Prince Damrong Rajanubhab authored 10 articles between from the first issue in 1904 and 1939. Prince Dhani Nivat authored 17 articles between 1930 and 1965. George Cœdès authored 11 articles between 1918 and 1944. Other prolific contributors in the early years included Jean Burnay and Robert Lingat.

===King Vajiravudh===
In 1912, the journal carried an article by King Vajiravudh, Rama VI, on “The Romanisation of Siamese Words.” For some years, the society had discussed the need for a standard system for transcribing Thai into Roman characters. A member, P. Petithuguenin, had proposed a system. In his article, King Vajiravudh proposed an alternative system, which had an “Orientalist” method for transcribing consonants in words derived from Pali-Sanskrit, a parallel and different system for transcribing consonants in “purely Siamese” words, and 30 representations of vowel sounds. The king concluded: “I should be glad to see some sort of uniform system adopted, rather than to have to endure the haphazard and fanciful systems, which not only each body of men but also each individual, seems to use for romanising my language.”

===After World War II===
In the post-World War II period, Hans Penth authored 24 articles between 1967 and 2003, though many were short notes. The largest contributors were Michael Smithies, 22 articles between 1971 and 2002, Phraya Anuman Rajadhon, 19 articles between 1951 and 1967, and Michael Vickery, 13 articles between 1973 and 1995, including his translation of the only chronicle text discovered in the 20th century. The largest span was achieved by Barend Jan Terwiel who authored 11 articles over 47 years from 1972 to 2019.

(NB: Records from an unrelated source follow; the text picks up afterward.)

Issue #1840, opened 2024-02-01
Agreements: As a user I can filter search, and sort AGREEMENTS 


arrenv:
**Teamwork task:** https://tw.auroracreation.com/app/projects/562144/tasks/15577568
**Created by:** @AdrianDudko 
**Accepted by:** @arrenv 

**Notes**
- check annotations in Figma
- check mobile/tablet design in Figma
- This functionality exists in OLD APP, but differs in design and flow.

## Description
A list view of all of the Agreements a Colony has made. With the ability to search, filter, and sort agreements to easily find the agreement you are looking for. Agreements should be easy to access with one click to open the agreement and view it in the Action panel.

## User Stories
- As a User, I want to be able search and filter agreements in a Colony to be able to easily find an agreement I am looking for.

## User Flows

- Filtering & Searching Agreements
    - User is able to click on the “Filter” button to open the filter menu.
    - User can select the filters or enter the search they want to apply and it will update the list.
    - Active filters will be visible at the top of the table.
    - Clicking the “x” on active filters and searches will reset the table to the default.

## Acceptance Criteria

- **General requirements**
    - Should be in alignment with desktop/tablet/mobile design from Designs.
    - “Decisions” is now called “Agreements”.
    - Should use existing components and styles where possible for consistency.
    - Should be visible regardless of whether the ‘Reputation weighted’ extension is installed and enabled or not. This ensures past agreements are visible if the extension is disabled.

- **Breadcrumb & Team filtering**
    - Teams filter should be available in the header breadcrumb.
    - Selecting a team should filter the table and show Agreements made in this Team.

- **List**
    - Filtering
        - Status (refer to Motion process [[Motion Process](https://www.notion.so/Motion-Process-e756d351dfbe4576ac63a6dd8fb103d1?pvs=21)](https://www.notion.so/Motion-Process-e756d351dfbe4576ac63a6dd8fb103d1?pvs=21) for more details on each.)
            - Staking
            - Supported
            - Opposed
            - Voting
            - Reveal
            - Passed
            - Failed
            - Escalated
        - Created date
            - Allow filtering by a date range using a date picker for the date range. Filtering by the created date of the action.
            - Date picker should allow month and year select, and have month day calendar view for selecting range.
    - Search
        - Allow simple string matching search.
        - Search by matching fields:
            - Title
            - Description

    - Pagination
        - Show up to 10 agreements on load.
        - Lazy loading on scroll.
            - Loading using skeleton loaders.
[...]

Issue #1876, opened 2024-02-08
Not able to "Finalize" agreements


arrenv:
## Steps to reproduce

1. Create a new Agreement.
2. Go through the whole process of supporting the Agreement.
3. Click on the "Finalize" button.
4. You won't be able to finalize or return stakes, and there will be an error in the console.

Note: There is no transaction that is being performed or needing to be performed other then the returning of stakes. The usage of the "Finalize" text here is keep it consistent with other actions.

## Expected behaviour

* When in the "Finalize" step, clicking the "Finalize" button should only return all user stakes.
* When all stakes have been returned, there should not be a finalize button anymore. 
* This should be the same process when the Agreement has failed. i.e. stakes can be returned when clicking "Finalize".

## Actual behaviour

* You are not able to finalize the agreement and stakes are not able to be returned.
* If you claim back stakes via the Userhub stakes tab and return to the finalize step of the agreement, the finalize button will still be visible despite there being no stakes left to be returned.

rdig:
So this needs some discussions, b/c as far as I have knowledge of, Agreements have no support in the ingestor at all. I have no idea why they're even enabled in the UI

This might actually explain why finalize is not working, since it's a different way of handling that event.

So if this is needed, we'll consider it a new feature, and we can estimate it and schedule it accordingly.

arrenv:
> So this needs some discussions, b/c as far as I have knowledge of, Agreements have no support in the ingestor at all. I have no idea why they're even enabled in the UI
> 
> This might actually explain why finalize is not working, since it's a different way of handling that event.
> 
> So if this is needed, we'll consider it a new feature, and we can estimate it and schedule it accordingly.

Just to clarify, this is the renaming of "Simple decisions". Was this not migrated to CDApp?

rdig:
Not as far as I know of, at least not on the ingestor side. I'll look into it to know for sure.

arrenv:
> @arrenv Upon investigation it looks like it's not possible to finalise agreements due to the contracts - it would be a wasted transaction so we just skip it.
> 
> We need to find a different approach to handle this

Yes, that is correct. There are no transactions that needs to be finalized. The expected behaviour is just to return stakes in the finalize step. It could change the button text to "Return stakes", but if that is not built in, then the finalize is fine.

warrencolliver:
[...]

PR #1927, opened 2024-02-16
feat: added agreements filters

CzarekDryl:
https://tw.auroracreation.com/app/tasks/15759957

## Description

- Added agreements page filtering

Resolves [1840](https://github.com/JoinColony/colonyCDapp/issues/1840)


melyndav (changes requested):
Hey @CzarekDryl nice work on this one!

1. When I filter by failed agreements, it does not show any results despite me having three failed agreements already (as per the screenshot)
image
 
 2. Also when I filter by the date (as you can see I have three from this month in the screenshot) it returns no values.
 
 
image
 
 3. When I filter by date, there are no active pills showing. But the status shows the active pills.
 
image

4. There are some problems with the number of active filters on mobile in the button. The alignment is off. 

image
 
 5. Mobile filter is missing the heading 'Filter & sort' as per Figma example below.
 
image

6. No search result states are missing for both desktop and mobile. Here is the screenshot from Figma:

image
 
 
 7. The search button has different heights on mobile compared to the other two buttons next to it.
 
image

melyndav (changes requested):
Hey @CzarekDryl appreciate all the work on the updates. Some more - 

1. I have 2 active filters but the mobile pill is showing 3

Here you can see two selected: 
image

But when the filter is closed, it shows 3
image
 
 2. This is very minor, but the outter light blue on the search box has a gap on the border radius
 
 
image

Thanks for the other fixes.

melyndav (dismissed):
Thanks for those further updates @CzarekDryl, this is approved from my side of things. 👍

ArmandoGraterol (changes requested):
Good chunk of work! Noticed some weird behavior:

- When I select a range, with the end range being the date of the only agreement I have the agreement doesn't appear:
Screenshot 2024-02-21 at 14 06 50
Screenshot 2024-02-21 at 14 07 00

- I created a motion and proceeded throughout the flow and the status filters were working as expected until I arrived to the finalize step:
Screenshot 2024-02-21 at 14 12 12
Screenshot 2024-02-21 at 14 12 31
Screenshot 2024-02-21 at 14 13 09

  The motion is finalizable but it's not appearing when the filter `Finalizable` is active. It does appear when the filter includes `Passed` status

CzarekDryl:
@ArmandoGraterol Here is data for finalize agreement. I think this needs to be handled somewhere else.
image

src/components/frame/v5/pages/AgreementsPage/FilterContext/FilterContext.tsx
```diff
@@ -0,0 +1,188 @@
...
+  handleDateFilterChange: (event: React.ChangeEvent<HTMLInputElement>) => void;
+  handleCustomDateFilterChange: (date: [Date | null, Date | null]) => void;
+  handleResetFilters: (category: string) => void;
+}
+
+export const FiltersContext = createContext<FiltersContextValue | undefined>(
+  undefined,
+);
+
+export const FiltersContextProvider: FC<PropsWithChildren> = ({ children }) => {
```
jakubcolony, line 39: The name of this file is missing the `s` in `Filters`

src/components/frame/v5/pages/AgreementsPage/FilterContext/FilterContext.tsx
```diff
@@ -0,0 +1,188 @@
...
+          pastMonth: false,
+          pastYear: false,
+          custom: undefined,
+        });
+      }
+      default: {
+        return undefined;
+      }
+    }
+  }, []);
```
jakubcolony, line 144: The category should be an enum on its own, we shouldn't rely on translated strings as identifiers. 

You can format the enum value to a translated string right when you are displaying them.

src/components/frame/v5/pages/AgreementsPage/FilterContext/FilterContext.tsx
```diff
@@ -0,0 +1,188 @@
...
+  });
+
+  const handleMotionStatesFilterChange = useCallback(
+    (event: React.ChangeEvent<HTMLInputElement>) => {
+      const isChecked = event.target.checked;
+      const name = event.target.name as MotionState;
+      const failedStatuses = [
+        'Failed',
+        'FailedNotFinalizable',
+      ] as MotionState[];
```
jakubcolony, line 58: I feel like this should be a matter for filters config, e.g. if you could set up a mapping between motion states and arrays of states they should select, it would be much easier to see what value is actually being set without digging through multiple layers of code. Getting rid of code handling specific edge cases is always nice.

```tsx
const MOTION_FILTERS = [
  [MotionState.Failed]: [MotionState.Failed, MotionState.FailedNotFinalizable],
  [MotionState.Passed]: [MotionState.Passed]
  // ...
]
```

jakubcolony (changes requested):
Nice work so far @CzarekDryl, just left you a suggestion about using i18n strings as keys

iamsamgibbs (changes requested):
Great work on this so far! Only a few issues I've noticed.

The filter count is wrong when "Failed" is the only option selected, should only show 1 instead of 2. (Possibly miscounting as it can be Failed / FailedNotFinalizable?)

Screenshot 2024-02-23 at 09 45 20

There is a loading spinner here. Recreate this by staking both sides, then voting for the motion to fail, reveal your vote then refresh the page.

Screenshot 2024-02-23 at 09 58 09

No results show when the "finalizable" filter is selected. (issue #1876 is related to finalizing agreements, so it could be that agreements are getting an incorrect motion state currently).

https://github.com/JoinColony/colonyCDapp/assets/34915414/7f7815ee-7ded-406c-b796-97792cb86d17

---

Two slightly related things I noticed whilst testing. Currently if you're on the agreements page and you create a new agreement, or progress an existing one, the agreements page does not update until there is a refresh. It would make for a better user experience if it updated on save. This would require a change to the wiring and refetching the agreements query.

Secondly, the same html issue that was previously being experienced here is on the dashboard agreements widget. We can open a new issue for this unless you can slip it into this PR.

Screenshot 2024-02-23 at 09 42 13

CzarekDryl:
@iamsamgibbs For refetching agreements I've added new [issue](https://github.com/JoinColony/colonyCDapp/issues/1989). Html issue is being fixed by @joanna-pagepro in other issue. 

I don't think that we can do something with finalizable state for now.

ArmandoGraterol:
> Motion state is set as Passed. I think this needs to be handled somewhere else.
> I don't think that we can do something with finalizable state for now.

The `motionState` is indeed the same for finalizable and finalized motions (`MotionState.Passed`) like you pointed out. Still, there is a way to differentiate the 2 already available that could be used by the filters:

Screenshot 2024-02-27 at 12 53 30

If `motionState === MotionState.Passed` and `!motionData.isFinalized` then that means the motion is `Finalizable`, otherwise if `isFinalized` is `true` then the motion has `Passed`

jakubcolony:
@ArmandoGraterol you're uncovering a deeper problem which is motion state trying to do too many things at once - describe both **state** and **outcome** - logically motion can be both finalizable and passed.

`getMotionState` util in `utils/colonyMotions.ts` would never return `Finalizable` as a state, instead it replaces `Finalizable` network state with either Passed or Failed.

As it stands now, the best option is probably to remove `Finalizable` state from `MotionState` enum and the filters.

jakubcolony (approved):
Nice work on this PR @CzarekDryl, I'm pre-approving for now but will need to come back regardless once you do a rebase.

iamsamgibbs (approved):
This is looking good now, thanks for resolving my previously raised issues.

I still get 0 results with the 'Finalized' filter so may be best to remove for now as Jakub suggested.

ArmandoGraterol (approved):
Looks good to me! 👌 I'm okay with removing `Finalizable` if it's not gonna work at all, at least for now.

===Epigraphic and Historical Studies series===
Between Vol 56/2 (July 1968) and Vol. 67/2 (July 1979), JSS published 26 articles co-authored by A. B. Griswold and Prasert na Nagara. Of these, 24 were in a series of “Epigraphic and Historical Studies,” which provided the first English translations and interpretations of the corpus of inscriptions, mainly from Sukhothai and associated sites. The series was subsequently published by the Historical Society of Thailand.
Griswold (1906–1991) was a Baltimore native, Princeton graduate, and investment banker who was parachuted into Thailand behind Japanese lines during World War II. Prasert na Nagara (1918–2018) began his career as an agricultural engineer before discovering his talent and love for languages and history. During the creation of the series, he would spend one month a year working with Griswold at his US home.